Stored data
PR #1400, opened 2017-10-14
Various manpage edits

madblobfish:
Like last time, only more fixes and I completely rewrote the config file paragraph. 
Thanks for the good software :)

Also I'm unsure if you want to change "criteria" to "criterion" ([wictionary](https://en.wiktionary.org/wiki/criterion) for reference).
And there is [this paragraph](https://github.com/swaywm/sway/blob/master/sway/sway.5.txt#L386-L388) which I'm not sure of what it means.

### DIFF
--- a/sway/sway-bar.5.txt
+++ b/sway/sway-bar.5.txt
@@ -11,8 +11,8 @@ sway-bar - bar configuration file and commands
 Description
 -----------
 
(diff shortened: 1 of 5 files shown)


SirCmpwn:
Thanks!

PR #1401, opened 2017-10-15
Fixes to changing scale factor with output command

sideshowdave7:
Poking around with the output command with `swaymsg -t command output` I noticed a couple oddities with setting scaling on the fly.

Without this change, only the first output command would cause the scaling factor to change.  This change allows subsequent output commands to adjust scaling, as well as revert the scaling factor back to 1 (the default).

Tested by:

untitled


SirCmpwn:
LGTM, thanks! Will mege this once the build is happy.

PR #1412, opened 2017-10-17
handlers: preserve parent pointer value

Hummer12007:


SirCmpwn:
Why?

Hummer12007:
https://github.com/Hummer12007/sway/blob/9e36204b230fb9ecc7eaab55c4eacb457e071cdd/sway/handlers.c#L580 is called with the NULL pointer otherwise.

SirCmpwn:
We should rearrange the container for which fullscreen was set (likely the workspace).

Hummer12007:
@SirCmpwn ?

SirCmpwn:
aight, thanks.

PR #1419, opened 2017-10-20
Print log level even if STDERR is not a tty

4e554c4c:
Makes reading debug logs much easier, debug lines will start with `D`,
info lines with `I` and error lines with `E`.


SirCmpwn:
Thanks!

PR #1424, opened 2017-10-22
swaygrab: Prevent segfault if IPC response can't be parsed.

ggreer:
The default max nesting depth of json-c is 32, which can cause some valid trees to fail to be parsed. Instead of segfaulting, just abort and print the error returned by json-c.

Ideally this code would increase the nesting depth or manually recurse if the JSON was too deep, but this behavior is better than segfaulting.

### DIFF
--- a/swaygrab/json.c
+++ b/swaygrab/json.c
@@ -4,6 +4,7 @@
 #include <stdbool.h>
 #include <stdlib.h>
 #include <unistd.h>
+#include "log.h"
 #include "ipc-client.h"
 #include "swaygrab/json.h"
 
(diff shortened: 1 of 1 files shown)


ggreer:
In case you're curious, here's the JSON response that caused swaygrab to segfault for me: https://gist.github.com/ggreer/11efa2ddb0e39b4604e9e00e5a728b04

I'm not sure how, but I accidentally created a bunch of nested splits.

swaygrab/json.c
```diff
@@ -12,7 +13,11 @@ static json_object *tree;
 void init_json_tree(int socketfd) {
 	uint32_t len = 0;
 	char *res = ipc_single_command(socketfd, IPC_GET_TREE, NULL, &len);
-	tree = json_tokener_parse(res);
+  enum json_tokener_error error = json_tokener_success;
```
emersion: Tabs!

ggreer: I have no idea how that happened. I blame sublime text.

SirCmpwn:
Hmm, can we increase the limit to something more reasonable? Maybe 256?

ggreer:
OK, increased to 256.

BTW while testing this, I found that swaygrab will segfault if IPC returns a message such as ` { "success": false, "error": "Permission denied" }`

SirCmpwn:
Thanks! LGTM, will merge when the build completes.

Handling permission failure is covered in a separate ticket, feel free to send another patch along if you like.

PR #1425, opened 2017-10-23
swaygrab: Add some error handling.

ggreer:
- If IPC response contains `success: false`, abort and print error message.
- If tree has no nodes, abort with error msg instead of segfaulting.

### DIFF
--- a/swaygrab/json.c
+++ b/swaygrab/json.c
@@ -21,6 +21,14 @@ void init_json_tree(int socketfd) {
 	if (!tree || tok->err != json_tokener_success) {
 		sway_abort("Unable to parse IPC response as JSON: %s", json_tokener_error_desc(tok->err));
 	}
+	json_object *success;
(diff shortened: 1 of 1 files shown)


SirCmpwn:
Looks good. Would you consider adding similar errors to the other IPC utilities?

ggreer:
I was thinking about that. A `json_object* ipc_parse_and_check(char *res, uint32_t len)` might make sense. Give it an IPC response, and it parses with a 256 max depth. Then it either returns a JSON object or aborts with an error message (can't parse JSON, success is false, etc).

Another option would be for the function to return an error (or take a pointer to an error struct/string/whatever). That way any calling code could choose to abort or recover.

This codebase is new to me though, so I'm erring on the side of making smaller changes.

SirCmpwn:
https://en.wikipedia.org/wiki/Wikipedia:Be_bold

==

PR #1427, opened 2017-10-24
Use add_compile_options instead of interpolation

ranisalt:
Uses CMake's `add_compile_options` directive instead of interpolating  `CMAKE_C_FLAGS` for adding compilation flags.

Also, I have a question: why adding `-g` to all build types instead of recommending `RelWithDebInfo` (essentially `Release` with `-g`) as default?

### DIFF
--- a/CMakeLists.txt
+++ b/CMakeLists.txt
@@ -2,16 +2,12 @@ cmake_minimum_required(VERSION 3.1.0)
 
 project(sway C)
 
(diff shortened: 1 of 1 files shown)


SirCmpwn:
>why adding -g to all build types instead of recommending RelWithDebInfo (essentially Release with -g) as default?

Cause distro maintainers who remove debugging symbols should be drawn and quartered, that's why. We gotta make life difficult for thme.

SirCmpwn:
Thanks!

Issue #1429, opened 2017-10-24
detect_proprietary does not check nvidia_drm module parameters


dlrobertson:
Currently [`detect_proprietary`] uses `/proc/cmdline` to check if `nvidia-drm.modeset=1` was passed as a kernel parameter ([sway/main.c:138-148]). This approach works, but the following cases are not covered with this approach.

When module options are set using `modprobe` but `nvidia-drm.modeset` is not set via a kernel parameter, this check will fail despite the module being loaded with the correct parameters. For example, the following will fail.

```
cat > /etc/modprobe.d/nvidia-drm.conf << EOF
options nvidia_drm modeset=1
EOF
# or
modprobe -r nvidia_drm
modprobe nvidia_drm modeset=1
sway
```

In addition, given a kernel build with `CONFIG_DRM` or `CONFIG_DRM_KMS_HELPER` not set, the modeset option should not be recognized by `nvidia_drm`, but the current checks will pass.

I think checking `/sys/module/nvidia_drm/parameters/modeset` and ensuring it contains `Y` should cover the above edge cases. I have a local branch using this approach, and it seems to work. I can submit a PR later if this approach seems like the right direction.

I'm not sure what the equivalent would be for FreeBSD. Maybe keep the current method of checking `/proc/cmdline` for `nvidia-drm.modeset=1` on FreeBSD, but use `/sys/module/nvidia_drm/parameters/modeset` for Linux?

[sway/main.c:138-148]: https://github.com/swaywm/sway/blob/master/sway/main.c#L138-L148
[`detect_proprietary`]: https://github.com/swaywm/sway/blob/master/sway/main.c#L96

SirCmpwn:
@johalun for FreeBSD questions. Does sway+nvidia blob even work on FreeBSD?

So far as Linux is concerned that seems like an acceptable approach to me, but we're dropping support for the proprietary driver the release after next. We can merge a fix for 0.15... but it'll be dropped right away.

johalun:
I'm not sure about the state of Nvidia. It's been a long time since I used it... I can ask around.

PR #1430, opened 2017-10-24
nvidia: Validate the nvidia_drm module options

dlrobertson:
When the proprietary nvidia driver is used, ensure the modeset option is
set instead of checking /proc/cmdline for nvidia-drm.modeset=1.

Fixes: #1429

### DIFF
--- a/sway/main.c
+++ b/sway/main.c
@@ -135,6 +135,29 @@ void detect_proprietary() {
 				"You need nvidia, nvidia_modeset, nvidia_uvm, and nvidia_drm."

Task details
Look above for the line containing "- If IPC response". Output from there through the line containing "https://en.wikipedia.org/wiki/Wikipedia:Be_bold", exactly and inclusively.

Solution to this task
- If IPC response contains `success: false`, abort and print error message.
- If tree has no nodes, abort with error msg instead of segfaulting.

### DIFF
--- a/swaygrab/json.c
+++ b/swaygrab/json.c
@@ -21,6 +21,14 @@ void init_json_tree(int socketfd) {
 	if (!tree || tok->err != json_tokener_success) {
 		sway_abort("Unable to parse IPC response as JSON: %s", json_tokener_error_desc(tok->err));
 	}
+	json_object *success;
(diff shortened: 1 of 1 files shown)


SirCmpwn:
Looks good. Would you consider adding similar errors to the other IPC utilities?

ggreer:
I was thinking about that. A `json_object* ipc_parse_and_check(char *res, uint32_t len)` might make sense. Give it an IPC response, and it parses with a 256 max depth. Then it either returns a JSON object or aborts with an error message (can't parse JSON, success is false, etc).

Another option would be for the function to return an error (or take a pointer to an error struct/string/whatever). That way any calling code could choose to abort or recover.

This codebase is new to me though, so I'm erring on the side of making smaller changes.

SirCmpwn:
https://en.wikipedia.org/wiki/Wikipedia:Be_bold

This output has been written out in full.